Process communication of Python's Multiprocess

2020-06-03 07:33发布

问题:

I've learned about Python multiprocess's Pipes/Queues/Shared ctypes Objects/Managers, and I want to compare them with Linux's anonymous pipes, named pipes, shared memory, socket, and so on. I now have the following questions

  • The pipes and queue modules of Python's multiprocessing are based on anonymous pipes. Does it provide named pipes?

  • Does Python multiprocessing.sharedctypes support independent process communication? I think it only supports father and child process or brotherly process communication.

  • Which of them are only used in the process of paternity or brotherhood, which can be communicated between independent processes or different hosts?

  • What are their respective characteristics, how should I choose them?

Thanks in advance.

回答1:

Your question is quite broad and most of the answers can be found in the multiprocessing module documentation.

Here follows a somewhat short answer.

  1. The multiprocessing Listeners and Clients allow to choose named pipes as transport medium.
  2. From the documentation:

    The multiprocessing.sharedctypes module provides functions for allocating ctypes objects from shared memory which can be inherited by child processes.

    You cannot use multiprocessing.sharedctypes functionalities across processes which don't have parent/child relationship.

  3. Managers and Listeners and Clients work across processes on different hosts or which do not have parent/child relationship. The AF_INET socket family can be used across different hosts. Nevertheless I'd recommend against it. Rather use network sockets or some other abstraction mechanism.
  4. Differences and characteristics are well illustrated in the documentation.

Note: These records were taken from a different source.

PR #20505, opened 2026-03-13
convert: Fix Qwen3.5/Qwen3.5 Moe NVFP4 Conversions

michaelw9999:
This PR fixes several errors that occur when attempting to convert Qwen3.5/Qwen3.5Moe models.  To keep this PR scope in check and specific, a separate PR [https://github.com/ggml-org/llama.cpp/pull/20506](https://github.com/ggml-org/llama.cpp/pull/20506)  allows loading of these newly converted models.

Bug:
When attempting to use  `convert_hf_to_gguf.py` on various Qwen3.5 and Qwen3.5 MoE models, it would abort with the following error(s):

```
ValueError: Can not map tensor 'model.language_model.layers.0.mlp.shared_expert.down_proj.weight'
ValueError: Can not map tensor 'model.language_model.layers.0.linear_attn.in_proj_a.weight'
```
This occurred because these models now have `model.language_model` or `language_model` prefixes.  The fix strips the wrappers instead of failing, which allows it to continue.  
But just stripping the names and continuing was not enough to get the models converted properly, so it would cause a new error:
```
RuntimeError: shape '[16, 3, 1]' is invalid for input of size 1
```

This is because Qwen3.5's linear attention weights get reordered in `modify_tensors()`:
```
# original order:  [q, k, v, z] * head_count
# corrected order: [q * head_count, k * head_count, v * head_count, z * head_count]
```
However NVFP4 bypasses `modify_tensors()` and has its own repacking, and `linear_attn.in_proj_a.input_scale`  was seen by as a [num_v_heads] tensor and tried to reshape it into [16, 3, 1].
This is fixed by skipping tensors in the write loop that already were repacked 
```
if self._is_nvfp4:
                if name.endswith(".weight") and name.replace(".weight", ".weight_scale") in self.model_tensors:
                    continue
                if name.endswith((".weight_scale", ".weight_scale_2", ".input_scale", "k_scale", ".v_scale"))
                    continue
 Updated: added k_scale and v_scale above
```
and by applying the same reordering for :

```
linear_attn.in_proj_qkv
linear_attn.in_proj_z
linear_attn.in_proj_a
linear_attn.in_proj_b
linear_attn.out_proj
```

This will now produce the correct Qwen3.5/Qwen3.5MoE NVFP4 GGUF file.   A separate PR must be applied to load these files.
This fixed the issue with both Qwen3.5-122B-A10B-NVFP4 and Qwen3.5-27B-NVFP4 and correctly produced proper output.
[...]

PR #17906, opened 2025-12-10
CUDA: experimental native mxfp4 support for blackwell

am17an:
Currently WIP, trying to add native fp4 support for blackwell and beyond.

Blackwell has a `m16n8k64` instruction for 4 bit (mxfp4, nvfp4 and int4) which advertises 2x throughput compared to int8 tensor cores. However at the moment this PR is ~10% *slower* than master~ 25% faster than master on PP. The other issue is that we quantize activation to mxfp4 instead of q8, which lead to failures in `test-backend-ops`, however PPL tests are okay with this change (8x AIME25 eval has the same results as q8)

TODO: 
- [x] Figure out why we don't see better results
- [x] Address NMSE error b/w q8_0 and mxfp4

| Model                 | Test    |   t/s c6f6e4f96 |   t/s mxfp4 |   Speedup |
|:----------------------|:--------|----------------:|------------:|----------:|
| gpt-oss 20B MXFP4 MoE | pp512   |        10560.64 |    13304.80 |      1.26 |
| gpt-oss 20B MXFP4 MoE | pp1024  |        10659.15 |    13515.51 |      1.27 |
| gpt-oss 20B MXFP4 MoE | pp2048  |        10801.35 |    13715.10 |      1.27 |
| gpt-oss 20B MXFP4 MoE | pp4096  |        10854.04 |    13806.59 |      1.27 |
| gpt-oss 20B MXFP4 MoE | pp8192  |        10688.23 |    13525.14 |      1.27 |
| gpt-oss 20B MXFP4 MoE | pp16384 |        10140.17 |    11587.72 |      1.14 |

on RTX Pro 6000 Blackwell
| Model | Test | t/s c6f6e4f9 | t/s mxfp4 | Speedup |
| :--- | :--- | ---: | ---: | ---: |
| gpt-oss 120B MXFP4 MoE | pp2048 | 6663.49 | 8747.55 | 1.31 |
| gpt-oss 120B MXFP4 MoE | pp4096 | 6821.07 | 8913.47 | 1.31 |
| gpt-oss 120B MXFP4 MoE | pp8192 | 7079.22 | 9162.30 | 1.29 |
| gpt-oss 120B MXFP4 MoE | pp16384 | 6936.33 | 9039.58 | 1.30 |

> Note: This PR was developed on @JohannesGaessler's server with a 5090 provided by NVIDIA. So thanks to them both!

PR #21896, opened 2026-04-14
ggml-cuda: Blackwell native NVFP4 support 

michaelw9999:
`Description`:
This update is the first of several upcoming Blackwell NVFP4 features, with the first native MMA and MMQ kernel, significantly improving prefill performance over the generic version, using native NVFP4 with hardware accelerated blockscaling.  

This will run as NVFP4 x NVFP4 (NVFP4 for activations) only when supported by the hardware presence of a Blackwell GPU on a CUDA-compiled version.  This will not get executed by any other platform.  This version, while primarily only increasing prefill speed, maintains nearly equivalent token generation speed as the previous Q8 version, despite the heavier overhead of on the fly NVFP4 quantization for activations.  

Future PRs will provide additional support for NVFP4 activation scaling, MMVQ optimization, and AoSoA block repack which will also significantly increase performance, and other improvements.
 
`Performance boost`:
| Model | pp512 Before | pp512 After | pp512 Speedup | tg128 Before | tg128 After | tg128 Speedup |
|---|---:|---:|---:|---:|---:|---:|
| Qwen3.5 4B | 14495.32 ± 69.04 | 17418.76 ± 476.22 | **1.20×** (+20.2%) | 216.73 ± 0.46 | 216.97 ± 0.44 | **1.00×** (+0.1%) |
| Qwen3.5 27B | 3208.98 ± 0.43 | 4691.13 ± 159.11 | **1.46×** (+46.2%) | 65.64 ± 0.01 | 66.21 ± 0.14 | **1.01×** (+0.9%) |
| Nemotron-Cascade-2 30B | 7769.65 ± 23.77 | 10330.14 ± 3.90 | **1.33×** (+32.9%) | 226.04 ± 0.95 | 227.09 ± 1.38 | **1.00×** (+0.5%) |

There remains a small quantization loss due to using NVFP4 for activations.  On Qwen3.5-4B, this moved ppl from 11.40 on the baseline to 11.65 after this PR, and on Nemotron-Cascade-2-30B, from 9.81 to 9.85.  This was kept in check by doing a small +/- 2 code search during quantization to improve the subblock scale by finding which amongst them has the lowest error, which is negligible overheard, as it's calculated via GPU.  That improved ppl and lowered max kld, for example, from 12.24 to 11.65 (vs baseline 11.40 with Q8) on Qwen3.5 4B, and from 9.88 to 9.85 on Nemotron, and is likely worth any tiny overhead.  Like MXFP4, `test-backend-ops` was updated to add NVFP4 to the same override as certain tests would otherwise fail for excess error.
 
 AI assistance was used during this development for help with debugging, optimizing, and creating some portions, especially involving stride/tile/layout calculations. All code has been meticulously reviewed and edited by hand.

### DIFF
--- a/ggml/src/ggml-cuda/ggml-cuda.cu
+++ b/ggml/src/ggml-cuda/ggml-cuda.cu
@@ -368,15 +368,21 @@ struct ggml_cuda_pool_leg : public ggml_cuda_pool {
     }
 
     ~ggml_cuda_pool_leg() {
+        clear_pool();
+        GGML_ASSERT(pool_size == 0);
+    }
+
+    void clear_pool() {
         ggml_cuda_set_device(device);
         for (int i = 0; i < MAX_BUFFERS; ++i) {
             ggml_cuda_buffer & b = buffer_pool[i];
             if (b.ptr != nullptr) {
                 CUDA_CHECK(cudaFree(b.ptr));
                 pool_size -= b.size;
+                b.ptr  = nullptr;
+                b.size = 0;
             }
         }
-        GGML_ASSERT(pool_size == 0);
     }
 
     void * alloc(size_t size, size_t * actual_size) override {
@@ -421,7 +427,20 @@ struct ggml_cuda_pool_leg : public ggml_cuda_pool {
         size_t look_ahead_size = (size_t) (1.05 * size);
         look_ahead_size = 256 * ((look_ahead_size + 255)/256);
         ggml_cuda_set_device(device);
-        CUDA_CHECK(ggml_cuda_device_malloc(&ptr, look_ahead_size, device));
+        cudaError_t err = ggml_cuda_device_malloc(&ptr, look_ahead_size, device);
+        if (err == cudaErrorMemoryAllocation) {
+            (void)cudaGetLastError();
+            const size_t cached_bytes = pool_size;
+            GGML_LOG_DEBUG(GGML_CUDA_NAME " pool[%d]: alloc of %.2f MiB failed, flushing %.2f MiB of cached buffers and retrying\n",
+                           device, look_ahead_size/1024.0/1024.0, cached_bytes/1024.0/1024.0);
+            CUDA_CHECK(cudaDeviceSynchronize());
+            clear_pool();
+            err = ggml_cuda_device_malloc(&ptr, look_ahead_size, device);
+            if (err == cudaSuccess) {
+                GGML_LOG_DEBUG(GGML_CUDA_NAME " pool[%d]: retry succeeded\n", device);
+            }
+        }
+        CUDA_CHECK(err);
         *actual_size = look_ahead_size;
         pool_size += look_ahead_size;
 #ifdef DEBUG_CUDA_MALLOC
--- a/ggml/src/ggml-cuda/vendors/hip.h
+++ b/ggml/src/ggml-cuda/vendors/hip.h
@@ -58,6 +58,7 @@
 #define cudaDeviceProp hipDeviceProp_t
 #define cudaDeviceSynchronize hipDeviceSynchronize
 #define cudaError_t hipError_t
+#define cudaErrorMemoryAllocation hipErrorOutOfMemory
 #define cudaErrorPeerAccessAlreadyEnabled hipErrorPeerAccessAlreadyEnabled
 #define cudaErrorPeerAccessNotEnabled hipErrorPeerAccessNotEnabled
 #define cudaEventCreateWithFlags hipEventCreateWithFlags
--- a/ggml/src/ggml-cuda/vendors/musa.h
+++ b/ggml/src/ggml-cuda/vendors/musa.h
@@ -42,6 +42,7 @@
 #define cudaDeviceProp musaDeviceProp
 #define cudaDeviceSynchronize musaDeviceSynchronize
 #define cudaError_t musaError_t
+#define cudaErrorMemoryAllocation musaErrorMemoryAllocation
 #define cudaErrorPeerAccessAlreadyEnabled musaErrorPeerAccessAlreadyEnabled
 #define cudaErrorPeerAccessNotEnabled musaErrorPeerAccessNotEnabled
 #define cudaEventCreateWithFlags musaEventCreateWithFlags


ggml/src/ggml-cuda/mmq.cuh
```diff
@@ -849,6 +857,140 @@ static __device__ __forceinline__ void load_tiles_mxfp4_fp4(const char * __restr
...
+        x_u32[i * MMQ_MMA_TILE_X_K_NVFP4 + 64 + kbx] = get_int_b1(bxi->d, 0);
+    }
+}
+
+template <int mmq_x, int mmq_y>
+static __device__ __forceinline__ void vec_dot_nvfp4_nvfp4_mma(const int * __restrict__ x,
+                                                               const int * __restrict__ y,
+                                                               float * __restrict__ sum,
+                                                               const int k00) {
+    typedef tile<16, 8, int>   tile_A;
```
am17an, line 918: This function should not be needed. `vec_dot_mxfp4_mxfp4_mma` can be templated to `vec_dot_fp4_fp4_mma` with the two types, just the scale loading + mma call needs to be different.

ggml/src/ggml-cuda/common.cuh
```diff
@@ -834,6 +834,22 @@ static __device__ __forceinline__ float ggml_cuda_ue4m3_to_fp32(uint8_t x) {
 #endif // defined(GGML_USE_HIP) && defined(CDNA3) && defined(FP8_AVAILABLE) && HIP_VERSION >= 60200000
 }
 
+static __device__ __forceinline__ uint8_t ggml_cuda_fp32_to_ue4m3(float x) {
+#if defined(BLACKWELL_MMA_AVAILABLE) // This is used for NVFP4 subblock scale quantizations only
+    if (!(x > 0.0f)) {
+        return 0;
+    }
+    if (x > 448.0f) {
```
pwilkin: Pretty please, no "magic constants".

michaelw9999: @pwilkin could put a macro, but it would still need to be the same value 448.0f is the maximum for UE4M3 when used for NVFP4 scales, that's set by Nvidia.  Here we're just matching `ggml_fp32_to_ue4m3` exactly as well.

pwilkin: Yeah, what I mean is there should be some semantics here (like UE4M3_MAX_VAL), magic constants are an antipattern.

ggml/src/ggml-cuda/mmq.cuh
michaelw9999: @am17an I think it should stay separate, as there are enough differences, let them have their own function matching their `GGML_TYPE`, it is not like they are interchangeable formats despite the similarities. If there are bugs for one and not another it would be easier to identify, and if we any changes or tuning only works for one, we would not need more branches which can be confusing in some places.  Also, the upcoming repack version (which is ready to go), if implemented, is totally different and supersedes `vec_dot_nvfp4_nvfp4_mma` anyway - then we would have to revert and separate out MXFP4 back again.

am17an: I don't think they should be separate in this PR. Repack will be not done for all cases, for eg when  weights are kept on the CPU. Bugs are exactly why you should reuse the same function which has been in master for quite sometime now.

michaelw9999: Okay, I'll work on integrating one new `fp4_fp4` function.  For the repack that I've already finished and is working, it is done on model loading, it does not do it on the fly as that would slow things down, so it does not keep the original layout in memory. So for that version, CPU still uses the AoSoA layout, which is not a problem, it is still faster and 16B aligned, just has a different kernel.

am17an: Weights are transferred during inference when offloading, I don't think what you're doing is going to work for all cases. In any case, don't worry about the repack for now.

michaelw9999: @am17an I'm been trying to make a merged `vec_dot_fp4_fp4_mma`, but to get it nice and clean for both NVFP4 and MXFP4 is not easy.
It is more than "just scale loading and mma call are different". 
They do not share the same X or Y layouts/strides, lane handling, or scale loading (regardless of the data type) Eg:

Python multiprocessing module was initially implemented over the threading APIs. By the time, it grew in features it supports but the core idea remains the same. The multiprocessing module is intended to deal with Python process families. For any other use, the subprocess module is a better option.

For distribution of tasks and jobs across multiple hosts, there are far better solutions abstracting the low level infrastructure. You can take a look at Python projects such as Celery or Luigi or more complex infrastructures such as Apache Mesos.